Plasma levels of Keratinocyte Growth Factor, a proangiogenic protein, are significantly elevated for 3 weeks after minimally invasive colorectal resection (MICR) for cancer

Hmc Shantha Kumara, PhD1, Hiromichi Miyagaki, MDPhD2, David Giata, BS1, Xiaohong Yan, PhD1, Linda Njoh, PhD1, Cekic Vesna, RN1, Melissa M Alvarez-Downing, MD1, Richard L Whelan, MD1. 1Department of Surgery, Mount Sinai Roosevelt Hospital, New York, NY 10019, USA, 2Department of Gastroenterological surgery,Osaka University,Osaka, 565-0871 Japan.

Introduction: Human Keratinocyte Growth Factor (KGF), also known as Fibroblast Growth Factor (FGF) 7, is a single chain, heparin-binding FGF family protein. KGF is produced by cells of mesenchymal origin yet has its effect on epithelial cell subpopulations, keratinocytes for example, which express the KGF cell surface receptor (KGF-R) which has tyrosine kinase activity. It is thought to be a paracrine promoter of epithelial cell proliferation and differentiation. KGF also plays a role in the epithelialization phase of wound healing during which keratinocytes line the wound. KGF expression has been noted in colorectal cancers (CRC) and is thought to support tumor cell proliferation and invasion. Overexpression of endogenous KGF has been noted in well differentiated CRC and is associated with increased VEGF-A production. MICR has been associated with persistent proangiogenic plasma protein changes that may stimulate the growth of residual cancer after surgery. Surgery’s impact on KGF levels is unknown. This study’s purpose was to evaluate plasma KGF levels during the first month after MICR for CRC.

Method: CRC patients enrolled in an IRB approved data/plasma bank who underwent elective MICR for whom plasma samples were available were studied. Clinical and pathologic data were reviewed. Blood samples were collected preoperatively (preop) and at a variety of post-operative (postop) time points. Plasma was isolated and stored at -80°C. Late samples were bundled into 7 day blocks and considered as single time points. KGF levels (pg/ml) were determined in duplicate via ELISA and reported as mean± SD. The paired t-test was used for statistical analysis (significance p<0.008 after Bonferroni correction).

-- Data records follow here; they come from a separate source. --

PR #6058, opened 2025-04-04
Highlighter: List of HighlightedTexts

### LINKED ISSUE #6053: Allow Highlighter component to accept a list of texts to be highlighted
Currently the Highlighter component only allows one string to be inputted as the text to be highlighted.

Create a property called HighlightedTexts which accepts a list of strings to be highlighted.

tesar-tech:
## Description

Closes #6053


Source/Blazorise/Components/Highlighter/Highlighter.razor.cs
```diff
@@ -23,31 +26,33 @@ public partial class Highlighter : BaseComponent
...
+        var escaped = highlightedTexts
+                      .Where(s => !string.IsNullOrWhiteSpace(s))
+                      .Select(Regex.Escape).ToList();
+
+        string pattern = untilNextBoundary
+          ? string.Join("|", escaped.Select(h => h + nextBoundary))
+          : string.Join("|", escaped);
+
+        
+        var regex = new Regex($"({pattern})", caseSensitive ? RegexOptions.None : RegexOptions.IgnoreCase);
```
stsrki, line 50: It's usually good to cache regex variable instead of recreating it every time.

stsrki (commented):
The API seems good to me. Need to add docs and release notes.

Source/Blazorise/Components/Highlighter/Highlighter.razor.cs
```diff
@@ -80,4 +90,7 @@ private static IEnumerable<string> GetFragments( string text, string highlighted
     [Parameter] public bool UntilNextBoundary { get; set; }
 
     #endregion
+    
+    record Fragment(string Text, bool IsMatch);
```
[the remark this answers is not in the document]
tesar-tech: There is quite a good reason for  `Fragment`.

It belongs to the class and will be used only there. That's why it's private and inside the class file. It's not a dto that is used project wise.

That also explains the naming - it's only used in Highlighter, so no benefit from naming it Highlighter again. (we have GetFragments method too).

Or why you think it should move?

Source/Blazorise/Components/Highlighter/Highlighter.razor.cs
tesar-tech: But how? It can change every time the method is called.

I can somehow create a dictionary with `(pattern,caseSensitive)` key, but I don't think it's worth it.

stsrki:
> There is also the `protected override void OnParametersSet()` consideration. Now the method is called twice, I guess it's because of the List being a parameter and Blazor does call the OnParamSet "just to be sure" when type is not a primitive one.
> 
> Yeah - I think this should be handled better. Probably with `SetParams` override???

Maybe override `SetParametersAsync` and compare new parameter to see if they have changed?

stsrki:
It's left to do:

- Try to optimize fragment builder to recalculate only when needed
- Add example in the docs
- Add release notes

Source/Blazorise/Components/Highlighter/Highlighter.razor.cs
```diff
@@ -35,11 +36,26 @@ record Fragment( string Text, bool IsMatch );
...
-        allHighlightedTexts = new List<string>( HighlightedTexts ?? Enumerable.Empty<string>() ) { HighlightedText };
-        fragments = GetFragments( Text, allHighlightedTexts, CaseSensitive, UntilNextBoundary, NextBoundary );
+        var changed =
+        ( parameters.TryGetValue<string>( nameof( Text ), out var text ) && Text != text )
+        || ( parameters.TryGetValue<string>( nameof( HighlightedText ), out var highlightedText ) && HighlightedText != highlightedText ) 
+        || ( parameters.TryGetValue<bool>( nameof( CaseSensitive ), out var caseSensitive ) && CaseSensitive != caseSensitive ) 
+        || ( parameters.TryGetValue<bool>( nameof( UntilNextBoundary ), out var untilNext ) && UntilNextBoundary != untilNext ) 
+        || ( parameters.TryGetValue<string>( nameof( NextBoundary ), out var nextBoundary ) && NextBoundary != nextBoundary )
+        || ( parameters.TryGetValue<IEnumerable<string>>( nameof( HighlightedTexts ), out var highlightedTexts ) 
+             && !(HighlightedTexts ?? Enumerable.Empty<string>()).SequenceEqual( highlightedTexts ?? Enumerable.Empty<string>() ) );
```
stsrki, line 49: We have `AreEqual` extension method to compare collections.

Documentation/Blazorise.Docs/Pages/Docs/Components/Highlighters/HighlighterPage.razor
```diff
@@ -27,6 +27,14 @@
     <DocsPageSectionSource Code="BasicHighlighterExample" />
 </DocsPageSection>
 
+<DocsPageSection>
+    <DocsPageSectionHeader Title="Multiple Highlights">
+    </DocsPageSectionHeader>
```
stsrki, line 32: Add a description of the example.

Source/Blazorise/Components/Highlighter/Highlighter.razor.cs
```diff
@@ -64,6 +93,11 @@ private static IEnumerable<string> GetFragments( string text, string highlighted
     /// </summary>
     [Parameter] public string HighlightedText { get; set; }
 
+    /// <summary>
+    /// Array of search terms to be highlighted.
+    /// </summary>
+    [Parameter] public List<string> HighlightedTexts { get; set; }
```
stsrki, line 99: I think it would be best to have it as an array

`public string[] HighlightedTexts`

That way we will force users to reasign HighlightedTexts parameter and we will not have problems with mutating of list and comparing reference types as we have in other component.

stsrki: They would be less likely to update an array as `myArray[1] = "something else";` I agree with you. The problem still occurs. 

I think the best way to say it in the documentation is that mutation is generally not supported for reference types and that users need to recreate a new list if they wish to change the parameter.

stsrki (approved):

Results: Preop and, at least, 1 late postop plasma sample were available for 80 MICR CRC patients (colon 61%; rectal 39%; 37 male /43 female, mean age 65.8± 13.3 years). The mean incision length was 6.5±2.6 cm, mean operative time 295.0± 129.9min, and mean length of stay was 6.5±2.6 days. The final cancer staging breakdown was; Stage I, 29%, Stage II, 34%, stage III, 32% and stage IV, 5%. The mean preop KGF level was 17.7± 8.3 pg/ml. When compared to preop levels, significantly elevated (p<0.0001) mean levels (pg/ml) were noted on postoperative day (POD) 1 (24.7± 12.8; n=80), POD 3 (27.3±18.3, n=76), POD7-13 (23.4±12.6, n=50), and POD14-20(23.6±12.1, n=33). No significant difference in plasma KGF levels were noted for the POD 21-27 (19.2 ±6.6, n=15, p=.03) and POD28-34 (vs. PreOp, p=0.3) time blocks.

Conclusion: Plasma KGF levels were significantly elevated over baseline for 3 weeks after MICR for CRC. The early rise after surgery may be due to the short lived acute inflammatory response, however, the elevation noted during weeks 2 and 3 may is more likely related to wound healing in which KGF plays a role. The KGF increase, together with similar persistent post MICR elevations in blood levels of VEGF, PlGF, ANG2, etc. may stimulate angiogenesis in residual tumor deposits after surgery. Further investigation is needed.